» Work item
Gather all lines with "verification" from the records.

*** Begin section ***

PR #852, opened 2026-01-07
[tx] Fix lora_A not reinitialized after clearing lora adapter and support seeds in LoraConfig

raulchen:
Summary

  - Fix gradient flow bug when reusing adapter slots after deletion
  - Rename update_adapter_config → init_lora_adapter and clear_adapter_config → clear_lora_adapter

  Problem

  When an adapter slot is cleared and reused, both lora_A and lora_B are zero, resulting in zero gradients during training.

  Solution

  init_lora_adapter now fully initializes the adapter (lora_A with he_uniform, lora_B with zeros) instead of assuming lora_A ha
s valid random values.

  Test plan

  - Added test_adapter_reuse_initializes_lora_adapter to verify proper initialization on slot reuse
  - Run existing LoRA training tests

### DIFF
--- a/skyrl-tx/benchmarks/benchmark_engine.py
+++ b/skyrl-tx/benchmarks/benchmark_engine.py
@@ -47,7 +47,7 @@ def build_engine(config: EngineConfig, num_adapters: int) -> TinkerEngine:
         engine.process_single_request(
             types.RequestType.CREATE_MODEL,
             model_id,
-            {"lora_config": {"rank": config.backend_config["max_lora_rank"], "alpha": 32}},
+            {"lora_config": {"rank": config.backend_config["max_lora_rank"], "alpha": 32, "seed": i}},
         )
         # Mark as loaded so sampling uses in-memory weights
         engine.backend.models[model_id].loaded_checkpoint_id = model_id


skyrl-tx/tx/layers/lora.py
```diff
@@ -294,24 +295,32 @@ def update_lora_config(path, value):
...
+        if key_name == "lora_scaling":
             # Set scaling to 0.0 if rank is 0
             return value.at[adapter_index].set(lora_config.alpha / effective_rank if effective_rank > 0 else 0.0)
-        if path[-2].key == "lora_A":
-            # Zero out columns beyond the rank for this adapter; lora_B is already zero
-            return value.at[adapter_index, ..., effective_rank:].set(0.0)
+        if key_name == "lora_A":
+            # Reinitialize with he_uniform, then zero columns beyond rank
+            shape = value[adapter_index].shape
+            new_A = nnx.initializers.he_uniform()(model.rngs.params(), shape, value.dtype)
```
pcmoritz: Hmm, I think we should try to access the initializer from the model/module definition here and call it. The reasons are:

- Different models could have different initializers
- Somebody might want to change the initializer (e.g. if they are doing research) and it will be confusing if they have to change it in two places. The model definition should be the canonical place where it is defined.

pcmoritz: Even better if we can call the initializer for both lora_A and lora_B, e.g. if somebody changes lora_B to not be initialized with zeros in the model definition. This way we could possibly also consolidate the two if branches.

pcmoritz: It looks like this is not easily possible. Instead we can just initialize them to zero in https://github.com/NovaSky-AI/SkyRL/blob/main/skyrl-tx/tx/layers/lora.py#L46 and leave a comment that the actual initialization happens in reinit_lora_adapter, and leave reinit_lora_adapter as you have it at the moment.

skyrl-tx/tests/tinker/test_api.py
```diff
@@ -381,7 +382,13 @@ def test_stale_session_cleanup(api_server_fast_cleanup):
...
     _, log_path = api_server_fast_cleanup
     base_url = f"http://0.0.0.0:{TEST_SERVER_PORT_FAST_CLEANUP}/"
-    service_client, training_client = create_service_and_training_client(base_url=base_url)
+    # Skip verification because we've reduced cleanup timeout in this test.
+    # When running on a slow machine, the model may have already be cleaned
+    # up at verification time.
+    service_client, training_client = create_service_and_training_client(
+        base_url=base_url,
+        skip_verify=True,
+    )
```
raulchen, line 391: also de-flakey this test that was also introduced in the last PR

skyrl-tx/tx/layers/lora.py
raulchen: done

skyrl-tx/tx/layers/lora.py
```diff
@@ -294,24 +298,32 @@ def update_lora_config(path, value):
...
-            return value.at[adapter_index, ..., effective_rank:].set(0.0)
+        if key_name == "lora_A":
+            # Reinitialize with he_uniform, then zero columns beyond rank
+            shape = value[adapter_index].shape
+            new_A = nnx.initializers.he_uniform()(rngs.params(), shape, value.dtype)
+            new_A = new_A.at[..., effective_rank:].set(0.0)
+            return value.at[adapter_index].set(new_A)
+        if key_name == "lora_B":
+            # Explicitly zero lora_B
+            return value.at[adapter_index].set(0.0)
```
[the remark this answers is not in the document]
pcmoritz: Not clear that this is better

pcmoritz (approved):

*** End section ***

» Finished exercise
+    # Skip verification because we've reduced cleanup timeout in this test.
+    # up at verification time.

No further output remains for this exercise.